Overview
- Manufacturer: Mitsubishi Motors

Body and chassis
- Class: Concept car

Dimensions
- Length: 4,530 mm (178.3 in)
- Width: 1,720 mm (67.7 in)
- Height: 1,580 mm (62.2 in)

= Mitsubishi ESR =

The Mitsubishi ESR (Ecological Science Research) is a hybrid electric vehicle (HEV) concept exhibited by Mitsubishi Motors at the 30th Tokyo Motor Show in 1993. It was designed to demonstrate the company's technological developments in alternative energy, and used a 70 kW AC induction motor to drive the front wheels. 28 alkaline batteries housed under the passenger compartment, and a rear-mounted 1.5-litre gasoline engine powered an onboard electrical generator system. It also recycled its own kinetic energy, and absorbed solar power through roof-mounted cells.

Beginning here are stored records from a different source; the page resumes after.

PR #1462, opened 2019-11-04
Use sequence number from cosmos auth module

krhubert:
close https://github.com/mesg-foundation/engine/issues/1334


antho1404:
Put a commit on the issue https://github.com/mesg-foundation/engine/issues/1334#issuecomment-549664134, there is a better way to do that fix

cosmos/client.go
```diff
@@ -47,8 +52,19 @@ func (c *Client) Query(path string, data cmn.HexBytes, ptr interface{}) error {
 }
 
 // BuildAndBroadcastMsg builds and signs message and broadcast it to node.
-func (c *Client) BuildAndBroadcastMsg(msg sdktypes.Msg, accName, accPassword string, accNumber, accSeq uint64) (*abci.ResponseDeliverTx, error) {
-	txBuilder := NewTxBuilder(c.cdc, accNumber, accSeq, c.kb, c.chainID)
+func (c *Client) BuildAndBroadcastMsg(msg sdktypes.Msg, accName, accPassword string, accNumber uint64) (*abci.ResponseDeliverTx, error) {
```
NicolasMahe: `accNumber ` can be removed :)
```suggestion
func (c *Client) BuildAndBroadcastMsg(msg sdktypes.Msg, accName, accPassword string) (*abci.ResponseDeliverTx, error) {
```

sdk/service/sdk.go
```diff
@@ -39,13 +39,13 @@ func (s *SDK) Create(req *api.CreateServiceRequest, accountName, accountPassword
 		return nil, err
 	}
 	// TODO: pass account by parameters
-	accNumber, accSeq := uint64(0), uint64(0)
+	accNumber := uint64(0)
```
NicolasMahe: can be removed

sdk/service/sdk.go
```diff
@@ -39,13 +39,13 @@ func (s *SDK) Create(req *api.CreateServiceRequest, accountName, accountPassword
...
 	owner, err := cosmostypes.AccAddressFromBech32(account.Address)
 	if err != nil {
 		return nil, err
 	}
 	msg := newMsgCreateService(s.cdc, req, owner)
-	tx, err := s.client.BuildAndBroadcastMsg(msg, accountName, accountPassword, accNumber, accSeq)
+	tx, err := s.client.BuildAndBroadcastMsg(msg, accountName, accountPassword, accNumber)
```
NicolasMahe: `accNumber ` can be removed :)
```suggestion
	tx, err := s.client.BuildAndBroadcastMsg(msg, accountName, accountPassword)
```

cosmos/client.go
```diff
@@ -24,6 +25,10 @@ type Client struct {
 	chainID string
 }
 
+// AccSeq is a sequence number that could be used to build the transaction.
+// It should be increased after every usage.
+var AccSeq uint64
```
antho1404: Now useless or am I missing something?

cosmos/client.go
```diff
@@ -94,3 +110,29 @@ func (c *Client) BuildAndBroadcastMsg(msg sdktypes.Msg, accName, accPassword str
...
+func (c *Client) QueryWithData(path string, data []byte) ([]byte, int64, error) {
+	return c.query(path, data)
+}
+
+// query performs a query to a Tendermint node with the provided store name
+// and path. It returns the result and height of the query upon success
+// or an error if the query fails. In addition, it will verify the returned
+// proof if TrustNode is disabled. If proof verification fails or the query
+// height is invalid, an error will be returned.
+func (c *Client) query(path string, key cmn.HexBytes) (res []byte, height int64, err error) {
```
antho1404: Kind of duplicated with `Query`, maybe we should have `Query` that uses `query`

cosmos/client.go
```diff
@@ -47,8 +52,19 @@ func (c *Client) Query(path string, data cmn.HexBytes, ptr interface{}) error {
...
 // BuildAndBroadcastMsg builds and signs message and broadcast it to node.
-func (c *Client) BuildAndBroadcastMsg(msg sdktypes.Msg, accName, accPassword string, accNumber, accSeq uint64) (*abci.ResponseDeliverTx, error) {
-	txBuilder := NewTxBuilder(c.cdc, accNumber, accSeq, c.kb, c.chainID)
+func (c *Client) BuildAndBroadcastMsg(msg sdktypes.Msg, accName, accPassword string, accNumber uint64) (*abci.ResponseDeliverTx, error) {
+	info, err := c.kb.Get(accName)
+	if err != nil {
+		return nil, err
+	}
+
+	acc, err := auth.NewAccountRetriever(c).GetAccount(info.GetAddress())
```
antho1404: could use `GetAccountNumberSequence` instead

antho1404:
The sequence is always 0, this is because the auth `antehandler` is never called. There is an issue with the initialization of the cosmos app. Also because we generate the genesis in dev mode and send one transaction, the initial sequence should be incremented and be 1.

I'm already working a way to fix that, I can put the fix on this PR and make sure it actually works

cosmos/client.go
krhubert: The `Query` is needed here because `NewAccountRetriver` expects [NodeQuerier](https://github.com/cosmos/cosmos-sdk/blob/master/x/auth/types/account_retriever.go#L11)

Check out https://github.com/cosmos/cosmos-sdk/blob/master/client/context/query.go#L41 for Query implementation. I left `query` because probably at some point we will need `QueryWitData` as well.

cosmos/client.go
krhubert: I didn't spot that method. Of course we can use.

PR #1469, opened 2019-11-05
Remove servicesdk interface

NicolasMahe:
Other small PR to remove the useless `servicesdk` interface

Dependent on https://github.com/mesg-foundation/engine/pull/1468


.golangci.yml
```diff
@@ -31,3 +31,4 @@ linters:
     - lll
     - prealloc
     - funlen
+    - interfacer
```
krhubert: The linter is deprecated (https://github.com/mvdan/interfacer) - let's not keep it. Also is not the issue in this PR.

PR #1473, opened 2019-11-05
Use filter in list instace api

krhubert:
close https://github.com/mesg-foundation/engine/issues/1466


server/grpc/api/instance.go
```diff
@@ -21,7 +21,7 @@ func NewInstanceServer(sdk *sdk.SDK) *InstanceServer {
 
 // List instances.
 func (s *InstanceServer) List(ctx context.Context, request *protobuf_api.ListInstanceRequest) (*protobuf_api.ListInstanceResponse, error) {
-	instances, err := s.sdk.Instance.List(&instancesdk.Filter{ServiceHash: request.ServiceHash})
+	instances, err := s.sdk.Instance.List(&instancesdk.Filter{ServiceHash: request.Filter.ServiceHash})
```
NicolasMahe: `request.Filter` should be nilable.
Should add a check if `request.Filter` is nil

PR #1474, opened 2019-11-05
Update golangci-lint to 1.21.0

krhubert:
- disable new linters


NicolasMahe:
> any reason why we disable more things? the goal with the linter is overtime to enable more and more not disable more and more.
> 
> gocognit seems really useful

because of https://circleci.com/gh/mesg-foundation/engine/14190?utm_campaign=vcs-integration-link&utm_medium=referral&utm_source=github-build-link

krhubert:
> any reason why we disable more things? the goal with the linter is overtime to enable more and more not disable more and more.

Yes, I just wanted to update the linter, so it will be compatible with go 1.13. About enabling linters we can do it for each linter in sperate PRs, because enabling any of this linter mean also code modifications.

PR #1480, opened 2019-11-06
Use cosmos module to manage accounts and use single codec

antho1404:
dependency: https://github.com/mesg-foundation/engine/pull/1462

By using the `auth.NewAnteHandler` we let cosmos manage all the sequence numbers (so https://github.com/mesg-foundation/engine/pull/1462 will work), but also tokens and fees for transactions (it seems but I didn't look at it a lot yet).

By doing I realized that the **ABCI messages should be pure data** (as they are unmarshalled by the post validation step) so they cannot contain the codec as it was initially designed.

There is now a specific codec for each SDK that registers all the types needed for this SDK.

I also removed all the `mempool.ErrTxInCache` as this shouldn't happen anymore and if it happens that's an issue we need to fix and not hide with an "xxx already exists".


krhubert:
> I also removed all the mempool.ErrTxInCache as this shouldn't happen anymore and if it happens that's an issue we need to fix and not hide with an "xxx already exists".

Just wonder if two clients ask for the account sequence number at the same time, they might get the same seq number. The sequence number is only increased in one place (https://github.com/cosmos/cosmos-sdk/blob/master/x/auth/ante/sigverify.go#L252) - on sig validation. So my question is are you sure the two clients get new sequence when they retrive account at the same time.

sdk/instance/codec.go
```diff
@@ -0,0 +1,16 @@
+package instancesdk
+
+import (
+	"github.com/cosmos/cosmos-sdk/codec"
+)
+
+// ModuleCdc is the codec for the module
+var ModuleCdc = codec.New()
```
krhubert: I don't like global variables, but ...

just wonder if we can create one global codec instead of creating many and then juggle them around the source code.

But if this cdc will be used only in for decode msgs then it's fine.

Btw. This one is empty, maybe we don't need init func in that case.

sdk/ownership/codec.go
```diff
@@ -0,0 +1,16 @@
+package ownershipsdk
+
+import (
+	"github.com/cosmos/cosmos-sdk/codec"
+)
+
+// ModuleCdc is the codec for the module
+var ModuleCdc = codec.New()
+
+func init() {
```
krhubert: Can we replace all init function with explicit call?

antho1404: That's following the guidelines of cosmos. Also, we need to make sure that the codec is initialized even if the backend is not yet created. We could have some sync of the messages before we initialize the backend.

We could find a way to remove the init and have a singleton pattern but that will be complex for no real advantage.

sdk/instance/codec.go
antho1404: Agree, multiple codecs are a mess especially that some are as global variables and some in dependencies. 
I will create a single codec global variable that every package will register to.

sdk/ownership/codec.go
krhubert: > That's following the guidelines of cosmos

Yes, i think cosmos is not the right place to get best pracitices. 

>  Also, we need to make sure that the codec is initialized even if the backend

That's easy, we can call InitCodes inside main function. 

Liek for me `init` should be avoided at all cost, because it changes the workflow of execution. There are only few places where it should be used (like goto, or brake/continue outer loops)

cosmos/appfactory.go
```diff
@@ -28,14 +28,12 @@ type AppFactory struct {
 
 // NewAppFactory returns a new AppFactory.
 func NewAppFactory(logger log.Logger, db dbm.DB) *AppFactory {
-	cdc := codec.New()
-	sdk.RegisterCodec(cdc)
-	codec.RegisterCrypto(cdc)
+	sdk.RegisterCodec(codec.Codec)
+	cosmoscodec.RegisterCrypto(codec.Codec)
```
NicolasMahe: Do you think it should be done directly in codec init function?

sdk/ownership/codec.go
antho1404: > Yes, i think cosmos is not the right place to get best pracitices

Maybe not but protobuf or gogoproto might be ;)
Anyway we could have a function that the is called on every package and make sure that this is called at the beginning of main but at the end that's similar to init.

cosmos/appfactory.go
antho1404: done

codec/codec.go
```diff
@@ -0,0 +1,41 @@
...
+
+// UnmarshalBinaryBare https://godoc.org/github.com/tendermint/go-amino#Codec.UnmarshalBinaryBare
+func UnmarshalBinaryBare(bz []byte, ptr interface{}) error {
+	return Codec.UnmarshalBinaryBare(bz, ptr)
+}
+
+// MarshalBinaryBare https://godoc.org/github.com/tendermint/go-amino#Codec.MarshalBinaryBare
+func MarshalBinaryBare(o interface{}) ([]byte, error) {
+	return Codec.MarshalBinaryBare(o)
+}
```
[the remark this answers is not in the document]
krhubert: What would be good to see for example is shortcut for

```
cosmostypes.MustSortJSON(codec.MustMarshalJSON(msg))
```

But it's an option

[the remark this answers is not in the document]
antho1404: we can use `codec.Codec.XXX` I just find it more convenient to have the functions directly like an alternative codec (that in fact uses another codec).

Like that, if we want we can put this `Codec` private or directly implement the un/marshal directly in the functions etc...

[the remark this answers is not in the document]
krhubert: Still, I'm not convinced to that. I don't see pros of "hiding" that codec method. 

> Like that, if we want we can put this Codec private

So let's put the codec as private in the first place ;) But then you'll probably find that is not convenient to use :P

PR #1490, opened 2019-11-07
More verbose error in service backend

krhubert:
Closes https://github.com/mesg-foundation/engine/issues/1471


sdk/service/backend.go
```diff
@@ -53,6 +53,9 @@ func (s *Backend) handler(request cosmostypes.Request, msg cosmostypes.Msg) cosm
 	case msgCreateService:
 		srv, err := s.Create(request, &msg)
 		if err != nil {
+			if cerr, ok := err.(cosmostypes.Error); ok {
+				return cerr.Result()
+			}
```
NicolasMahe: that's a good idea but can you move it to a new handler wrapper in `cosmos/module.go` (like the querier wrapper)?

cosmos/errors.go
```diff
@@ -0,0 +1,14 @@
+package cosmos
+
+import "github.com/cosmos/cosmos-sdk/types"
+
+const (
+	CodeForbidden types.CodeType = 403
+	CodeNotFound                 = 404
+	CodeExist                    = 409
```
NicolasMahe: nice. but why 4xx? is there any reason?

cosmos/errors.go
```diff
@@ -0,0 +1,14 @@
...
+)
+
+const (
+	CodespaceDatabase types.CodespaceType = "database"
+	CodespaceAccount                      = "account"
```
NicolasMahe: what about only one codespace? cosmos seems to use only one:
https://github.com/cosmos/cosmos-sdk/blob/d81d46192a0c26a4ed8bec911813b3239c14a55e/types/errors.go#L56-L57

krhubert: yes cosmos is using one, but left it configurable, so we can adjust the errors.

cosmos/errors.go
krhubert: is just an example. I took it from http rest api , but we can came up with our own codes

krhubert:
The point here is to set up the codespaces and codes - what we want to use.

cosmos/errors.go
NicolasMahe: good idea to reuse the http ones ;)

NicolasMahe:
@krhubert could you finish this PR?

sdk/service/backend.go
krhubert: I'm not sure if we need to implement that into handler wrapper.

Querier expects response (bytes) and error. In querier wrapper a response is marsla from interface into bytes.

For Handler there is no response expected, only `result` interface. So we don't need any wrapper there.

cosmos/errors.go
```diff
@@ -0,0 +1,26 @@
...
+
+const (
+	// CodespaceMesg is a cosmos codespace for all mesg errors.
+	CodespaceMesg types.CodespaceType = "mesg"
+)
+
+const (
+	// Base mesg codes.
+	CodeMesgInternal   types.CodeType = 1000
+	CodeMesgValidation                = 2000
```
NicolasMahe: Why 1000 and then 2000? Why not 1001?
Also the variable name can simply be `CodeValidation`
```suggestion
	CodeValidation                = 1001
```

cosmos/errors.go
```diff
@@ -0,0 +1,26 @@
...
+)
+
+const (
+	// CodespaceMesg is a cosmos codespace for all mesg errors.
+	CodespaceMesg types.CodespaceType = "mesg"
+)
+
+const (
+	// Base mesg codes.
+	CodeMesgInternal   types.CodeType = 1000
```
NicolasMahe:
```suggestion
	CodeInternal   types.CodeType = 1000
```

cosmos/errors.go
krhubert: As we discussed, they are different types of error.

1) 1st 1000 is reserved for errors
2) 2nd 1000 is reserverd for validation error - in the future we might want have different validation errors like: HashValidation, DataValidation, AccountValidation, etc

cosmos/errors.go
krhubert: WIll change that.

cosmos/errors.go
NicolasMahe: oh ok. do we want to have so specific error code (HashValidation, DataValidation, etc..)? I would go with just one CodeValidation for now and a nice error message

krhubert: Maybe we will want. I started to numerate such errors from 2000 exactly for that purpose. It the future we migth have password, hash, data, user, accout, and more validations. And by setting it to 1001 we don't have such option, and what are the pros?

NicolasMahe:
@krhubert can you fix linter:
```
cosmos/errors.go:14:2: SA9004: only the first constant in this group has an explicit type (staticcheck)
```

cosmos/errors.go
```diff
@@ -0,0 +1,26 @@
...
+
+const (
+	// CodespaceMesg is a cosmos codespace for all mesg errors.
+	CodespaceMesg types.CodespaceType = "mesg"
+)
+
+const (
+	// Base mesg codes.
+	CodeInternal   types.CodeType = 1000
+	CodeValidation                = 2000
```
NicolasMahe:
```suggestion
	CodeValidation types.CodeType = 2000
```

NicolasMahe:
An idea: could we both implement cosmos and grpc error at the same times?
it will be really great for the client to be able to receive directly the cosmos error and be able to extract the error code ;)

server/grpc/server.go
```diff
@@ -82,3 +87,19 @@ func (s *Server) register() {
 
 	reflection.Register(s.instance)
 }
+
+func streamCosmosErrorInterceptor(srv interface{}, stream grpc.ServerStream, info *grpc.StreamServerInfo, handler grpc.StreamHandler) error {
```
NicolasMahe: what about a new package `error` containing a struct `error` that both implement the cosmos error and the grpc status code (`GRPCStatus() *status.Status`)?

krhubert: But why you want to implement that, if you already have the function for doing that.
First of all, we don't have a type for errors in `cosmos/errors.go`, we just retruns `cosmostypes.Error`, but even if there will be type for it, the GRPCStatus interface will looks like this

```

type Error types.ErrorImpl

func (e *Error) GRPCStatus() * status.Status {
   return status.Error(codes.Code(e.Code()), e.Error())
}
```

So exacly the same as interceptor.

So to sumamriazie, we can't and we shound't implement that interface.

The car was estimated to have a range of 620 mi on hybrid power at a constant 25 mph, or 310 mi using only the batteries. A Global Positioning System (GPS) receiver could automatically switch the vehicle from hybrid to battery-only operation when entering an urban area. Mitsubishi claimed a maximum speed of 200 km/h, thanks in part to a drag coefficient of 0.25.